- Shaders and OpenGL
- OpenGL's Programmable Pipeline
- An Overview of the OpenGL Shading Language
- Interface Blocks
- Compiling Shaders
- Shader Subroutines
- Separate Shader Objects
- SPIR-V
OpenGL’s Programmable Pipeline
While Chapter 1 provided a brief introduction to OpenGL’s rendering pipeline, we glossed over the mechanics of the shaders themselves and didn’t even show you what the simple shaders used by the first example contained. Here, we describe in greater detail the various stages and what operations they carry out. Version 4.5’s graphical pipeline contains four processing stages, plus a compute stage, each of which you control by providing a shader.
The Vertex shading stage receives the vertex data that you specified in your vertex-buffer objects, processing each vertex separately. This is the only mandatory stage, and all OpenGL programs must have a shader bound to it when drawing. We describe vertex shading operation in Chapter 3, “Drawing with OpenGL.”
The Tessellation shading stage is an optional stage that generates additional geometry within the OpenGL pipeline, as compared to having the application specify each geometric primitive explicitly. This stage, if activated, receives the output of the vertex shading stage and does further processing of the received vertices.
The tessellation stage is actually divided into two shaders known as the tessellation control shader and the tessellation evaluation shader. These will be explained in more detail in Chapter 9, “Tessellation Shaders.” We use the term tessellation shader to mean either or both of these shading stages, and will sometimes use the terms control shader and evaluation shader as shorthand for its two parts.
The Geometry shading stage is another optional stage that can modify entire geometric primitives within the OpenGL pipeline. This stage operates on individual geometric primitives allowing each to be modified. In this stage, you might generate more geometry from the input primitive, change the type of geometric primitive (e.g., converting triangles to lines), or discard the geometry altogether. If activated, a geometry shader receives its input either after vertex shading has completed processing the vertices of a geometric primitive or from the primitives generated from the tessellation shading stage, if it’s been enabled. The geometry shading stage is described in Chapter 10, “Geometry Shaders.”
Finally, the last part of the OpenGL shading pipeline is the Fragment shading stage. This stage processes the individual fragments (or samples, if sample-shading mode is enabled) generated by OpenGL’s rasterizer and must have a shader bound to it. In this stage, a fragment’s color and depth values are computed and then sent for further processing in the fragment-testing and blending parts of the pipeline. Fragment shading operation is discussed in many sections of the text.

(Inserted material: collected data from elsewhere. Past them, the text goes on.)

PR #19576, opened 2026-01-29
[WFLY-21407][WFLY-21464] Upgrade WildFly Maven Plugin to 6.0.0.Beta2

mchoma:
https://issues.redhat.com/browse/WFLY-21407

____

> [!WARNING]

> * [WFLY-21464](https://issues.redhat.com/browse/WFLY-21464)
> * [WFLY-21406](https://issues.redhat.com/browse/WFLY-21406)

### DIFF
--- a/testsuite/integration/manualmode-expansion/src/test/java/org/wildfly/test/manual/management/ProvisioningConsistencyTestCase.java
+++ b/testsuite/integration/manualmode-expansion/src/test/java/org/wildfly/test/manual/management/ProvisioningConsistencyTestCase.java
@@ -5,7 +5,6 @@
 
 package org.wildfly.test.manual.management;
 
-
 import org.wildfly.test.distribution.validation.ProvisioningConsistencyBaseTest;
 
 /**
--- a/ee-feature-pack/galleon-local/src/main/resources/configs/domain/model.xml
+++ b/ee-feature-pack/galleon-local/src/main/resources/configs/domain/model.xml
@@ -25,6 +25,7 @@
         <package name="cleanup.domain.servers.dir" optional="true"/>
         <package name="cleanup.domain.log.dir" optional="true"/>
         <package name="cleanup.domain.data.dir" optional="true"/>
+        <package name="cleanup.domain.tmp.dir" optional="true"/>
         <!-- Unstable API Annotation Index -->
         <package name="unstable-api-annotation-index.wildfly-ee-feature-pack" optional="true" valid-for-stability="preview"/>
         <package name="org.wildfly.unstable.annotation.api.indexer" optional="true" valid-for-stability="preview" />
--- a/ee-feature-pack/galleon-local/src/main/resources/configs/standalone/model.xml
+++ b/ee-feature-pack/galleon-local/src/main/resources/configs/standalone/model.xml
@@ -28,7 +28,7 @@
         <package name="cleanup.standalone.config.history.dir" optional="true"/>
         <package name="cleanup.standalone.log.dir" optional="true"/>
         <package name="cleanup.standalone.data.dir" optional="true"/>
-        <package name="cleanup.standalone.tmp.vfs" optional="true"/>
+        <package name="cleanup.standalone.tmp" optional="true"/>
 
         <package name="org.wildfly.bootable-jar" optional="true"/>
         <package name="org.wildfly.embedded"/>
--- a/pom.xml
+++ b/pom.xml
@@ -299,7 +299,7 @@
         <version.asciidoctor.plugin>2.2.6</version.asciidoctor.plugin>
         <version.central.publishing.maven.plugin>0.9.0</version.central.publishing.maven.plugin>
         <version.org.jacoco>0.8.14</version.org.jacoco>
-        <version.org.jboss.galleon>7.0.0.Final</version.org.jboss.galleon>
+        <version.org.jboss.galleon>7.0.2.Final</version.org.jboss.galleon>
         <version.org.owasp.dependency-check>12.2.0</version.org.owasp.dependency-check>
         <version.org.wildfly.bom-builder-plugin>2.0.10.Final</version.org.wildfly.bom-builder-plugin>
         <version.org.wildfly.checkstyle-config>1.0.8.Final</version.org.wildfly.checkstyle-config>
@@ -307,7 +307,7 @@
         <version.org.wildfly.galleon-plugins>8.1.0.Final</version.org.wildfly.galleon-plugins>
         <version.org.wildfly.glow>1.5.2.Final</version.org.wildfly.glow>
         <version.org.wildfly.licenses.plugin>2.4.3.Final</version.org.wildfly.licenses.plugin>
-        <version.org.wildfly.plugin>5.1.0.Final</version.org.wildfly.plugin>
+        <version.org.wildfly.plugin>6.0.0.Beta2</version.org.wildfly.plugin>
         <version.org.wildfly.unstable.annotation.api>1.0.2.Final</version.org.wildfly.unstable.annotation.api>
         <version.org.wildfly.wildfly-channel-plugin>1.0.30</version.org.wildfly.wildfly-channel-plugin>
         <version.org.wildfly.wildfly-maven-gpg-plugin>3.2.8.SP1</version.org.wildfly.wildfly-maven-gpg-plugin>
--- a/preview/galleon-local/src/main/resources/configs/domain/model.xml
+++ b/preview/galleon-local/src/main/resources/configs/domain/model.xml
@@ -25,6 +25,7 @@
         <package name="cleanup.domain.servers.dir" optional="true"/>
         <package name="cleanup.domain.log.dir" optional="true"/>
         <package name="cleanup.domain.data.dir" optional="true"/>
+        <package name="cleanup.domain.tmp.dir" optional="true"/>
 
         <package name="org.wildfly.deployment.transformation"/>
 
--- a/preview/galleon-local/src/main/resources/configs/standalone/model.xml
+++ b/preview/galleon-local/src/main/resources/configs/standalone/model.xml
@@ -25,7 +25,7 @@
         <package name="cleanup.standalone.config.history.dir" optional="true"/>
         <package name="cleanup.standalone.log.dir" optional="true"/>
         <package name="cleanup.standalone.data.dir" optional="true"/>
-        <package name="cleanup.standalone.tmp.vfs" optional="true"/>
+        <package name="cleanup.standalone.tmp" optional="true"/>
 
         <package name="org.wildfly.bootable-jar" optional="true"/>
         <package name="org.wildfly.embedded"/>


jamezp (approved):

rhusar (dismissed):
LGTM

rhusar:
FYI This should have come via dependabot, but it hit an error:

```
updater | 2026/01/28 18:54:05 INFO <job_1224724717> Updating org.wildfly.plugins:wildfly-maven-plugin from 5.1.0.Final to 5.1.5.Final
  proxy | 2026/01/28 18:54:05 [320] POST /update_jobs/1224724717/record_update_job_error
2026/01/28 18:54:05 [320] 204 /update_jobs/1224724717/record_update_job_error (cached)
updater | 2026/01/28 18:54:05 INFO <job_1224724717> Handled error whilst updating org.wildfly.plugins:wildfly-maven-plugin: dependency_file_not_evaluatable {message: "ERROR: Invalid expression: /project/groupId}.channel"}
```

I am putting in a workaround for the above ^

rhusar:
@jamezp let me know if you think it's worth back-porting to 39.x.

mchoma:
@rhusar +1 for this beeing automatic upgrade via dependabot

jamezp:
> @jamezp let me know if you think it's worth back-porting to 39.x.

It seems fine for 39.x too, but to me it's not critical unless it ends up in the BOM's which I don't know the answer to :)

jamezp:
> FYI This should have come via dependabot, but it hit an error:
> 
> ```
> updater | 2026/01/28 18:54:05 INFO <job_1224724717> Updating org.wildfly.plugins:wildfly-maven-plugin from 5.1.0.Final to 5.1.5.Final
>   proxy | 2026/01/28 18:54:05 [320] POST /update_jobs/1224724717/record_update_job_error
> 2026/01/28 18:54:05 [320] 204 /update_jobs/1224724717/record_update_job_error (cached)
> updater | 2026/01/28 18:54:05 INFO <job_1224724717> Handled error whilst updating org.wildfly.plugins:wildfly-maven-plugin: dependency_file_not_evaluatable {message: "ERROR: Invalid expression: /project/groupId}.channel"}
> ```
> 
> I am putting in a workaround for the above ^

I'm thinking we may need to update dependabot to force it to look at Maven Central. Part of the issue will be it won't pick up dependencies that live both in JBoss Nexus and Maven Central. It will only pick the latest from JBoss Nexus.

jfdenise (approved):

rhusar:
> @rhusar +1 for this beeing automatic upgrade via dependabot

Opened https://github.com/wildfly/wildfly/pull/19577 with a "fix".

rhusar:
> > @jamezp let me know if you think it's worth back-porting to 39.x.
> 
> It seems fine for 39.x too, but to me it's not critical unless it ends up in the BOM's which I don't know the answer to :)

Just checked - it does not (with-tools). So, this is  moot for 39.x. 👍🏼

rhusar:
> I'm thinking we may need to update dependabot to force it to look at Maven Central. Part of the issue will be it won't pick up dependencies that live both in JBoss Nexus and Maven Central. It will only pick the latest from JBoss Nexus.

OK, I suggest open a Jira / Zulip with evidence so we can have a look at what's really going on. 

I had already done that in different repository, but for different reason really e.g. here https://github.com/modcluster/mod_cluster/blob/main/.github/dependabot.yml#L2-L7

jbliznak:
> unless it ends up in the BOM's

JFYI BOMs don't / can't manage plugin versions so even if it end up there it would have no effect

jamezp:
> > unless it ends up in the BOM's
> 
> JFYI BOMs don't / can't manage plugin versions so even if it end up there it would have no effect

Oh, of course. Sorry, not sure what I was thinking there :)

mchoma:
@jamezp @jfdenise ProvisioningConsistencyTestCase is failing, so maybe there is some behaviour change in new version of plugin.

jfdenise:
@mchoma , the culprit is this commit that appeared in 5.1.1.Final of the plugin: https://github.com/wildfly/wildfly-maven-plugin/commit/d7c75267a400605c34d929c0c3304159a7d86c7c#diff-0b2f1e793aa9ad4aef151dba847084ec8fce8d49fe5ae1925313e2f66f018962
This dependency has a side effect on the XML writer used by Galleon.
Galleon naked:
```
<?xml version="1.0" ?>
```
Starting 5.1.1.FInal Maven plugin
```
<?xml version='1.0' encoding='UTF-8'?>
```
So the encoding is now explicit. UTF-8, being the default that has no effect.

I am investigating more to see what is the exact XML API that is impacted.

rhusar:
However, being explicit with the encoding is generally considered a "best practice."

Nevertheless, should not be a reason to fail the test.

jfdenise:
So the introduced transitive woodstock dependency defines a ServiceLoader that is used to retrieve the XML writer. instead of the default JVM implementation: com.sun.xml.internal.stream.writers.XMLStreamWriterImpl, com.ctc.wstx.sw.SimpleNsStreamWriter is used and handles differently the header.

I think that we shouldn't fix anything in the WildFly Maven Plugin, the output is correct.
I don't see why we should fix Galleon to now output the encoding. It never did it.

@mchoma the test does a diff of the file size blindly, we could create a special case for JBOSS_HOME/.galleon/*.xml files (not invest in complex semantic XML diffing). Then read all the lines after the first one (the header) and diff.

jbliznak:
> I think that we shouldn't fix anything in the WildFly Maven Plugin, the output is correct.
> I don't see why we should fix Galleon to now output the encoding. It never did it.

One could argue that it would be good to produce the same output across all tooling to keep consistency (regardless of the naivity of the test here)

mchoma:
> I don't see why we should fix Galleon to now output the encoding. It never did it.

Well, if explicit encoding is considered better (which I would agree), that sounds to me as good reason.

So I would propose to fill the Galleon issue and fix it. I can't say if we need to wait for Galleon fix to continue with this.

Overall this is getting too complicated for me to finish. I was just hoping of easy upgrade. I do not feel comfortable with relaxing test in scope of this MR.

rhusar:
>  I do not feel comfortable with relaxing test in scope of this MR.

@mchoma You could just fix the test to use proper XML comparison rather than file equality.

bstansberry:
We shouldn't make ProvisioningConsistencyTestCase more complicated. It's not really testing WildFly, it is a helper for testing tooling in the WF ecosystem. The tool we tell our users to use is wildfly-maven-plugin -- testing galleon-maven-plugin in this way is helpful to the Galleon project but isn't really relevant to WildFly users. If we're not going to maintain our tooling such that wildfly-maven-plugin and galleon-maven-plugin both produce the same result we should drop the test. 

We already added complexity to this test to deal with an issue with s390 and at that time we considered dropping the test.

Historical note: when I added this test we were still using galleon-maven-plugin to produce the zips/tars that we published on the GH release page and linked from widlfly.org/downloads. At that point it really was a way of testing what we produced for users. But we stopped using galleon-maven-plugin for that purpose quite a while ago.

So, I think we either file an issue to get a galleon-maven-plugin version that matches and we @Ignore the test referencing that, or we delete the test.

jamezp:
FWIW we don't have to upgrade. We're going to need to upgrade, I think, to 6.0.0 once I get it released. We'll need to fix it then, but we have time. We only use the plugin for provisioning.

mchoma:
> I think we either file an issue to get a galleon-maven-plugin version that matches and we @ignore the test referencing that

@bstansberry I have created https://issues.redhat.com/browse/WFGP-309 and Ignored ProvisioningConsistencyTestCase. Let me know if I understand you correctly and if project WFGP is correct one (I am not sure).

jfdenise:
@mchoma , I have moved the issue to https://issues.redhat.com/browse/GAL-379, the encoding is missing when provisioning using Galleon Maven Plugin.
I am fixing the issue, will release a new Galleon 7.0.1.Final.

rhusar:
> @rhusar +1 for this beeing automatic upgrade via dependabot

OK I have fixed this, and we got the upgrade here - https://github.com/wildfly/wildfly/pull/19595 - closed it to continue discussion and action items on this PR.

jfdenise:
There is a side effect of the WildFly Maven Plugin new XML dep. The syntax for the XML header is using single quote, Galleon uses double quote. Both are valid. I don't think that we should align on a side effect of a dependency.

The test check the size of the file, both character are of the same size, so the test will pass.

jamezp:
@jfdenise Would a better solution be to exclude the transitive `com.fasterxml.woodstox:woodstox-core` dependency? To be fair, maybe we need to downgrade the Plexus dependency anyway as I just noticed it seems to depend on Maven 4.
```
[INFO] org.wildfly.plugins:wildfly-maven-plugin:maven-plugin:6.0.0.Beta1-SNAPSHOT
[INFO] \- org.codehaus.plexus:plexus-xml:jar:4.1.1:compile
[INFO]    \- org.apache.maven:maven-xml:jar:4.0.0-rc-5:compile
[INFO]       \- com.fasterxml.woodstox:woodstox-core:jar:7.1.1:compile
```

jfdenise:
@jamezp , I didn't analyze the actual need of the transitive. I was under the assumption that it would be needed. But if we are going to remove the `plexus-xml` dep, then yes, the fix for Galleon seems still relevant (explicit encoding).

jfdenise:
@mchoma Galleon 7.01.Final has been released.

mchoma:
> @mchoma Galleon 7.01.Final has been released.

I have updated galleon to 7.0.1.Final and enabled ProvisioningConsistencyTestCase, which is passing locally.

mchoma:
Test ProvisioningConsistencyTestCase keep failing on windows :crying_cat_face: 

@jfdenise are you able to diagnose what is wrong this time? 
```
dist file for C:\BuildAgent\work\dc9a11b6a14b0d86\ee-dist\target\wildfly-40.0.0.Beta1-SNAPSHOT\.galleon\provisioning.xml has an unexpected length: 438 not 474
```

36 chars difference this time

mchoma:
On galleon upgrade PR https://github.com/wildfly/wildfly/pull/19605 I see 
```
dist file for C:\BuildAgent\work\dc9a11b6a14b0d86\ee-dist\target\wildfly-40.0.0.Beta1-SNAPSHOT\.galleon\provisioning.xml has an unexpected length: 438 not 422]
```
So I guess what is happening is maven plugin and its output brings something more to provisioning.xml on windows.

jfdenise:
@mchoma , the windows failure before the Galleon upgrade was already showing this different failure.
Would you be able to instrument your test to dump the content of each file in the console?
I don't have a Windows Box.

My initial thinking is that we could have an encoding issue. Until JDK17 JVM is not defaulting to UTF-8, so somewhere we have the files written to CP-1252.
I checked on the Galleon side (that instantiate the FileWriter and uses UTF-8 as default for Files.newBufferedWriter) so so we should be good. Same encoding ruled by Galleon in the 2 cases. And encoding shouldn't be touched by woodstox (when in the WildFly Maven Plugin).

Another possible cause would be formatting (using tab vs space, something like that). Although we are calling into an API that should abstract us from that.

mchoma:
I believe this MR is ready to be merged. @jfdenise @rhusar @jamezp please review.

I am going offline for a week, so I postponed investigation of Wildfly problem to https://issues.redhat.com/browse/WFLY-21445.

I rebased and there are some new failures, but I think they are not related (please check):

* Linux with security manager - JDK 17 - Some missing class. PR directly not touching this. I cant rule out some upgraded dependencies could affect this. But I do not have such deep insight. So I would ask someone more experienced with CI results if this is safe to ignore for purpose of this PR
* WildFly Preview - Linux - JDK 21 - maven central timeout
* Windows - JDK 17 - flaky test LocalIdleThresholdFineSessionPassivationTestCase

rhusar:
Thanks @mchoma we can just retest.

jfdenise:
@mchoma , I found the root cause. Galleon uses OS dependent line separator : https://github.com/jfdenise/galleon/blob/4bad3812306eda6c51199582d1ae0fc195ee65b4/common-api/src/main/java/org/jboss/galleon/xml/util/FormattingXmlStreamWriter.java#L51

With JDK XML library, no encoding occurs, that doesn't cause any problem. With woodstox, `\r\n` is encoded to be `&#xd;` So each line contains extra characters.

I am wandering if Galleon is right? Shouldn't we use `\n` on all platforms. @jamezp @mchoma , any feedback?

testsuite/shared/src/main/java/org/wildfly/test/distribution/validation/ProvisioningConsistencyBaseTest.java
```diff
@@ -92,6 +94,7 @@ private static void assumeJbossDistIsNotExternallySet() throws IOException {
     @SuppressWarnings("JUnit3StyleTestMethodInJUnit4Class")
     @Test
     public void testInstallationEquivalence() throws IOException {
+        assumeFalse(TestSuiteEnvironment.isWindows()); // Remove once WFLY-21445 fixed
```
rhusar: BTW For future, I would add "TODO" so that it gets pickup by IDE/tooling. But no need to change this now.

mchoma:
@jfdenise  seems to me galleon using just `\n` would help here. But I do not know whole picture and consequences.  According to https://www.w3.org/TR/xml/#sec-line-ends `\r` is adviced to be stripped anyway. And woodstock's `&#xd;` is way to enforce `\r` preservation - apparently from SOAP world.  

But I am afraid what else can be broken elsewhere :sweat_smile: But that is discussion for https://issues.redhat.com/browse/WFLY-21445. Not blocking this PR to be merged.

rhusar:
@mchoma Agreed, I am trying to get this some clean CI runs...

jamezp:
> @mchoma , I found the root cause. Galleon uses OS dependent line separator : https://github.com/jfdenise/galleon/blob/4bad3812306eda6c51199582d1ae0fc195ee65b4/common-api/src/main/java/org/jboss/galleon/xml/util/FormattingXmlStreamWriter.java#L51
> 
> With JDK XML library, no encoding occurs, that doesn't cause any problem. With woodstox, `\r\n` is encoded to be `&#xd;` So each line contains extra characters.
> 
> I am wandering if Galleon is right? Shouldn't we use `\n` on all platforms. @jamezp @mchoma , any feedback?

I've got no strong opinion TBH. I'm starting to think we should close this PR for now. I think we'll need to migrate to 6.0 anyway and we can get these issues sorted. They're all very valid issues.

I've also filed [WFLY-21443](https://issues.redhat.com/browse/WFLY-21443) and [WFMP-328](https://issues.redhat.com/browse/WFMP-328) to move these tests to the wildfly-maven-plugin where they likely should be. These tests seem to just be testing that the two plugins produce the same thing.

martinchoma:
If CI failures are not caused by this PR , I would rather continue with this PR, so we propagate new version to further testing.
That is my main motivation. And we can continue with work on followup jiras..

jamezp:
> If CI failures are not caused by this PR , I would rather continue with this PR, so we propagate new version to further testing. That is my main motivation. And we can continue with work on followup jiras..

That works for me too. I've got no strong opinion either way.

jfdenise:
I agree that merging the upgrade will allow for more testing. I made the https://issues.redhat.com/browse/WFLY-21445 Blocker. The generated XML are very wrong on Windows.

jfdenise:
An interesting finding, is that prospero enforces Galleon to use `\n` on all platforms (it appears that it was broken in latest Galleon GAL-380, I am fixing it).

jfdenise:
@jamezp , I have done the following exclusion, I can see that XML writer is no more leaking in Galleon (so not what you observed).

```
<dependency>
  <groupId>org.codehaus.plexus</groupId>
  <artifactId>plexus-xml</artifactId>
  <version>${version.org.codehaus.plexus-xml}</version>
  <exclusions>
    <exclusion>
      <groupId>com.fasterxml.woodstox</groupId>
      <artifactId>*</artifactId>
    </exclusion>
  </exclusions>
</dependency>
```
but when executing the plugin tests we have exceptions (the classes are expected). Exclusion doesn't feel right, it seems fragile.

I think I have found the right approach. Galleon is not prepared for discovery of XML factory, it relies implicitly on the default one.
I have logged: https://issues.redhat.com/browse/GAL-381 that is going to protect Galleon against discovering another Xml factory.
The fix is straightforward, I will release Galleon 7.0.2.FInal that we would then use in the next Maven Plugin release.

@mchoma @jamezp so in the end we shouldn't merge this PR I think. Wait for the Maven plugin release that will behave properly. 

https://issues.redhat.com/browse/WFLY-21445 should be bound to the Jira that will track the WildFly Maven Plugin upgrade to 6.0.0.Beta1.

jfdenise (changes requested):
As I commented, I don't think that we should merge this PR with an excluded test.

jamezp:
Sounds reasonable to me @jfdenise. Thank you! I was hoping that exclusion would have just been a simple option. We should explore excluding the `org.codehaus.plexus` dependencies too as Maven should include those, but that's for the wildfly-maven-plugin in general.

bstansberry:
I believe WFLY-21445 captures the fundamental problem here, so I'm trying to move the discussion of how to fix it there. 

https://issues.redhat.com/browse/WFLY-21445?focusedId=29018982&page=com.atlassian.jira.plugin.system.issuetabpanels:comment-tabpanel#comment-29018982

This PR may or may not end up being part of the fix, so I think it's good to discuss the solution in the JIRA.

mchoma:
I am not sure what fate of this PR is. I have updated PR and JIRA about fact of upgrading to 6.0.0.Beta2.

Locally `ProvisioningConsistencyTestCase` is passing. Lets see what CI thinks. 

@bstansberry @jfdenise feel free to route faith of this PR where you wish.

bstansberry:
@mchoma If you can remove the ProvisioningConsistencyTestCase changes I'll get this merged. The import changes in one of them fails checkstyle. This PR does step #3 in https://issues.redhat.com/browse/WFLY-21445?focusedId=29028102&page=com.atlassian.jira.plugin.system.issuetabpanels%3Acomment-tabpanel#comment-29028102 -- steps 1 and 2 were already done.

Thanks for your patience with this. It's given me a renewed appreciation for ProvisioningConsistencyTestCase.

mchoma:
> @mchoma If you can remove the ProvisioningConsistencyTestCase changes I'll get this merged. The import changes in one of them fails checkstyle. 

Sure, sorry, I was in hurry.  Second attempt ...

> Thanks for your patience with this. It's given me a renewed appreciation for ProvisioningConsistencyTestCase.

At the beginning I thought it will be simple micro upgrade, I haven't imagine what it will trigger :sweat_smile:

rhusar (approved):
LGTM now

rhusar:
Actually, org.wildfly.test.manual.management.ProvisioningConsistencyTestCase.testInstallationEquivalence is still failing..

bstansberry:
Sigh. The galleon-maven-plugin installation has a standalone/tmp dir; the wildfly-maven-plugin one does not.

I know something changed recently re cleaning up a spurious tmp dir. Maybe it was done in the plugin to remove stuff that is done as part of the operation of the plugin, not as part of the basic provisioning. @jfdenise will know.

mchoma:
> Sigh. The galleon-maven-plugin installation has a standalone/tmp dir; the wildfly-maven-plugin one does not.
> 
> I know something changed recently re cleaning up a spurious tmp dir. Maybe it was done in the plugin to remove stuff that is done as part of the operation of the plugin, not as part of the basic provisioning. @jfdenise will know.

Seems we need https://issues.redhat.com/browse/WFLY-21406 to be resolved.

jfdenise:
To have it pass we need:
* https://issues.redhat.com/browse/WFLY-21406 PR opened: https://github.com/wildfly/wildfly/pull/19656 to be merged
* https://issues.redhat.com/browse/WFLY-21481 To be added in your PR @mchoma to upgrade Galleon to 7.0.2.Final. We can't upgrade Galleon to 7.0.2.Final alone, that would create a diff between what the 5.1.0.Final plugin produces and the latest Galleon (the UTF-8 encoding that is now generated by Galleon).

bstansberry:
@jfdenise WFLY-21481 seems to be a duplicate of WFLY-21464. This PR already handles WFLY-21464.

mchoma:
To summarize:
-To merge this PR (have green runs), I need to wait for https://github.com/wildfly/wildfly/pull/19656 to be merged.

Feel free to correct me if I am wrong.

rhusar:
> To summarize: -To merge this PR (have green runs), I need to wait for #19656 to be merged.
> 
> Feel free to correct me if I am wrong.

@mchoma FWIW you can always `git cherry-pick 89e7db625b14084a2748bebba232746b20d91f38`; if that is the commit that ends up getting in `main`, GH will recognize it and your branch will be mergeable witout rebase and you can get clean CI run early.

bstansberry:
I merged #19656 and kicked off a re-test of this

mchoma:
We are green on latest run :partying_face: I believe this PR is ready to be merged.

Failing  JWTIdentityPropagationTestCase.testInvokeEJBWithinSingleDeploymentOutflowNotConfigured is not related to this PR and occures intermittently in history and is covered by https://issues.redhat.com/browse/WFLY-19370

rhusar:
Excellent, yes, that's unrelated, @jfdenise please review/approve.

testsuite/integration/manualmode-expansion/src/test/java/org/wildfly/test/manual/management/ProvisioningConsistencyTestCase.java
```diff
@@ -5,7 +5,6 @@
 
 package org.wildfly.test.manual.management;
 
-
```
jfdenise, line 8: @mchoma those formatting changes should be removed.
JF

rhusar: These aren't necessary but lets keep these - it fixes double space and no line ending at the end of file.

mchoma: As Rado say, I agree they are not necessary, but I left it because I found it correct.

jfdenise (approved):

rhusar:
CI failure unrelated, lets go.

rhusar:
Thanks @mchoma @jfdenise @jamezp @bstansberry !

The Compute shading stage is not part of the graphical pipeline like the stages above, but stands on its own as the only stage in a program. A compute shader processes generic work items, driven by an application-chosen range, rather than by graphical inputs like vertices and fragments. Compute shaders can process buffers created and consumed by other shader programs in your application. This includes framebuffer post-processing effects or really anything you want. Compute shaders are described in Chapter 12, “Compute Shaders.”
An important concept to understand in general is how data flows between the shading stages. Shaders, as you saw in Chapter 1, are like a function call: Data is passed in, processed, and passed back out. In C, for example, this can either be done using global variables or arguments to the function. GLSL is a little different. Each shader looks a complete C program, in that its entry point is a function named main(). Unlike C, GLSL’s main() doesn’t take any arguments; rather all data going into and out of a shader stage is passed using special global variables in the shader. (Please don’t confuse them with global variables in your application; shader variables are entirely separate from the variables you’ve declared in your application code.) For example, take a look at Example 2.1.
Example 2.1 A Simple Vertex Shader
#version 450 core in vec4 vPosition; in vec4 vColor; out vec4 color; uniform mat4 ModelViewProjectionMatrix; void main() { color = vColor; gl_Position = ModelViewProjectionMatrix * vPosition; }
Even though that’s a very short shader, there are a lot of things to take note of. Regardless of which shading stage you’re programming for, shaders will generally have the same structure as this one. This includes starting with a declaration of the version using #version.
First, notice the global variables. Those are the inputs and outputs OpenGL uses to pass data through the shader. Aside from each variable having a type (e.g., vec4, which we’ll get into more momentarily), data is copied into the shader from OpenGL through the in variables and likewise copied out of the shader through the out variables. The values in those variables are updated every time OpenGL executes the shader (e.g., if OpenGL is processing vertices, then new values are passed through those variables for each vertex; when processing fragments, then for each fragment). The other category of variable that’s available to receive data from an OpenGL application are uniform variables. Uniform values don’t change per vertex or fragment, but have the same value across geometric primitives until the application updates them.